A random group of seniors was selected from a university and asked about their plans for the following year. The school advising office claims that 60% of the students plan to work, 30% of the students plan to continue in school, and 10% of the students plan to take some time off. Is there evidence to reject this hypothesis at = 0.05?
What hypothesis?
To determine whether there is evidence to reject the hypothesis at a significance level of α = 0.05, we need to perform a hypothesis test.
Let's state the null and alternative hypotheses:
Null hypothesis (H0): The proportions of seniors planning to work, continue in school, and take time off are equal to the claims made by the school advising office.

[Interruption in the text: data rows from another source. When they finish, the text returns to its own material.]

PR #2020, opened 2017-03-21
DCOS-14699: Support null value for placement constraints

nLight:
This PR replaces destructuring syntax with a default with a regular conditional assignment
so that `null` value also gets replaced by the default value

**Checklist**


wavesoft:
Ah. Nasty... Looks good to me ✨  👍

jfurrow:
👍 Let's merge when integration tests pass!

PR #2021, opened 2017-03-21
[System Tests]: Adding development environment dockerfile

wavesoft:
This PR introduces a `Dockerfile` that is used to build the [dcos-ui docker image](https://hub.docker.com/r/mesosphere/dcos-ui/) for use in development and build environments.

**NOTE:** Due to some bugs on the previous versions of `webpack` and `babel-loader` I also had to update the respective versions to the next available one.

This container **does not contain the dcos-ui sources**. It contains only the tooling required by the developer, the build system or the system integration tests.

In detail the docker image contains:
* Node 4.4.7 & npm 3.9
* The current branch's dependencies pre-installed
* Automatic initialisation script that runs `npm run scaffold` if requested to run on a clean repo

### How to use

You must mount the `dcos-ui` repository manually under the `/dcos-ui` volume. For example:

```
docker run -it --rm \
  -v `pwd`:/dcos-ui \
  -p 4200:4200 \
  mesosphere/dcos-ui:latest \
  npm start
```

_If you are developing your own plugins you can mount their directory in the `/dcos-ui-plugins` volume. The container will automatically set-up the environment to include them_ 

**Checklist**

### DIFF
--- a/Dockerfile
+++ b/Dockerfile
@@ -1,0 +1,59 @@
+FROM mesosphere/dcos-system-test-driver:latest
+
+# Specify the component versions to use
+ENV CYPRESS_VERSION="0.19.1" \
+    NODE_VERSION="4.4.7" \
+    NPM_VERSION="3.9"
+
+# Expose the 4200 port
+EXPOSE 4200
+
+# Copy required files in order to be able to do npm install
+WORKDIR /dcos-ui
+COPY package.json npm-shrinkwrap.json scripts /dcos-ui/
+
+# Copy the entrypoint script that takes care of executing run-time init tasks,
+# such as creating the scaffold in the user's repository
+COPY scripts/docker-entrypoint /usr/local/bin/dcos-ui-docker-entrypoint
+
+# Install required components & prepare environment
+RUN set -x \
+
+  # Install node 4.4.7 & npm 3.9
+  && curl -o- https://nodejs.org/dist/v${NODE_VERSION}/node-v${NODE_VERSION}-linux-x64.tar.gz | tar -C /usr/local --strip-components=1 -zx \
+  && npm install -g npm@${NPM_VERSION} \
+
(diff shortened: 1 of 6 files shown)


webpack/webpack.production.babel.js
```diff
@@ -1,6 +1,7 @@
 import CompressionPlugin from 'compression-webpack-plugin';
 import ExtractTextPlugin from 'extract-text-webpack-plugin';
 import HtmlWebpackPlugin from 'html-webpack-plugin';
+import path from 'path';
```
nLight: Looks like it is not being used anywhere

Dockerfile
```diff
@@ -0,0 +1,59 @@
...
+# Copy required files in order to be able to do npm install
+WORKDIR /dcos-ui
+COPY package.json npm-shrinkwrap.json scripts /dcos-ui/
+
+# Copy the entrypoint script that takes care of executing run-time init tasks,
+# such as creating the scaffold in the user's repository
+COPY scripts/docker-entrypoint /usr/local/bin/dcos-ui-docker-entrypoint
+
+# Install required components & prepare environment
+RUN set -x \
```
nLight: Do you think it makes sense to split it so that we don't invalidate the layer of npm if we change something in scripts?

webpack/webpack.production.babel.js
wavesoft: Whoops, right 👍

Dockerfile
wavesoft: I would prefer to avoid creating an extra layer. I don't think we are saving much by doing so...

wavesoft:
run unit tests

Dockerfile
nLight: :okay:

jfurrow:
Works as expected! Nice work!

PR #2026, opened 2017-03-22
DCOS-14688: split up constraints

Poltergeist:
**Checklist**


jfurrow:
This seems to work exactly the same as master. Aside from the conflicts it's good to go!

PR #2032, opened 2017-03-23
DCOS-14696: Move Labels reducer

Poltergeist:
**Checklist**

Split up the labels reducer. As the JSON part should be together but the Form Reducer should stand alone as it is the logic for the form and not for JSON output.

close DCOS-14696


wavesoft:
LGTM! ✨  👍

PR #2033, opened 2017-03-23
DCOS-14697: split LocalVolumes Reducer

Poltergeist:
**Checklist**

Split local volumes form reducer and JSON parser.

close DCOS-14967


nLight:
Flicts!

nLight:
LGTM! 💯  💖

plugins/services/src/js/reducers/serviceForm/FormReducers/LocalVolumes.js
```diff
@@ -0,0 +1,52 @@
...
+            state = state.filter((item, index) => {
+              return index !== value;
+            });
+            break;
+        }
+
+        return state;
+      }
+
+      const index = joinedPath.match(/\d+/)[0];
```
mlunoe: We could make this a bit nicer:
```js
const [_base, index, name] = path;
if (type === SET && name === 'type') {
  state[index].type = String(value);
}
...
```

Poltergeist: I am okay with the change request but wouldn't it be better to change this in all places where this pattern has been used instead of only for this reducer? However I will change this in this PR for all the places where this pattern has been used in this PR and create an issue for the rest.

Poltergeist: As mentioned in the other PR I am not going to fix it in this PR but in DCOS-15145 I will tackle the issue for all other reducers.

Alternative hypothesis (Ha): The proportions of seniors planning to work, continue in school, or take time off are not equal to the claims made by the school advising office.
To conduct the hypothesis test, we can use a chi-square goodness-of-fit test.
Step 1: Identify the observed frequencies.
We need to collect data on the actual proportions of seniors' plans from the random group surveyed.
Step 2: Calculate the expected frequencies.
Under the null hypothesis, the expected frequencies for each category can be calculated by multiplying the total number of seniors surveyed by the claimed proportions (60%, 30%, and 10%).
Step 3: Calculate the chi-square test statistic.
The chi-square test statistic (χ^2) can be calculated using the formula:
χ^2 = Σ((O - E)^2 / E), where O is the observed frequency and E is the expected frequency.
Step 4: Determine the degrees of freedom.
The degrees of freedom (df) is equal to the number of categories minus one. In this case, since there are three categories (work, continue in school, take time off), df = 2.
Step 5: Determine the critical value.
At α = 0.05 and df = 2, the critical value from the chi-square distribution table is approximately 5.99.
Step 6: Compare the test statistic with the critical value.
If the chi-square test statistic is greater than the critical value, we reject the null hypothesis. Otherwise, we fail to reject the null hypothesis.
Keep in mind that without actual data, it is not possible to perform this specific test. You would need to collect the data on the seniors' plans and follow the steps outlined above to determine if there is evidence to reject the claim made by the school advising office.
To determine whether there is evidence to reject the hypothesis at a significance level of α = 0.05, we would need to conduct a hypothesis test using the data from the randomly selected group of seniors.
First, we need to define the null and alternative hypotheses. In this case, the null hypothesis (H₀) would be that the proportions stated by the school advising office are true (i.e., 60% working, 30% continuing in school, and 10% taking time off). The alternative hypothesis (H₁) would be that the proportions are different from those claimed.
To conduct the hypothesis test, we can perform a chi-square goodness-of-fit test, which tests whether observed frequencies differ significantly from the expected frequencies.
Here is the step-by-step process to perform the hypothesis test:
1. Gather the data: Record the number of seniors who plan to work, continue in school, and take time off from the randomly selected group.
2. Determine the expected frequencies: Calculate the expected frequencies for each category under the assumption of the null hypothesis. In this case, we would expect 60% of the total number of students to work, 30% to continue in school, and 10% to take time off.
3. Calculate the chi-square test statistic: Compute the chi-square test statistic using the formula: χ² = Σ [(Observed frequency - Expected frequency)² / Expected frequency]. Sum the values for each category.
4. Determine the degrees of freedom: Calculate the degrees of freedom (df) for the chi-square test, which is equal to the number of categories minus 1. In this case, since there are three categories (work, continue in school, take time off), the df would be 2.
5. Find the critical value: Find the critical value from the chi-square distribution table using the chosen significance level (α) and the degrees of freedom (df). For α = 0.05 and df = 2, the critical value is 5.991.
6. Compare the test statistic and critical value: If the chi-square test statistic is greater than the critical value, we reject the null hypothesis. Otherwise, we fail to reject the null hypothesis.
Performing these steps will help us determine whether there is evidence to reject the hypothesis at α = 0.05 based on the randomly selected group of seniors' responses.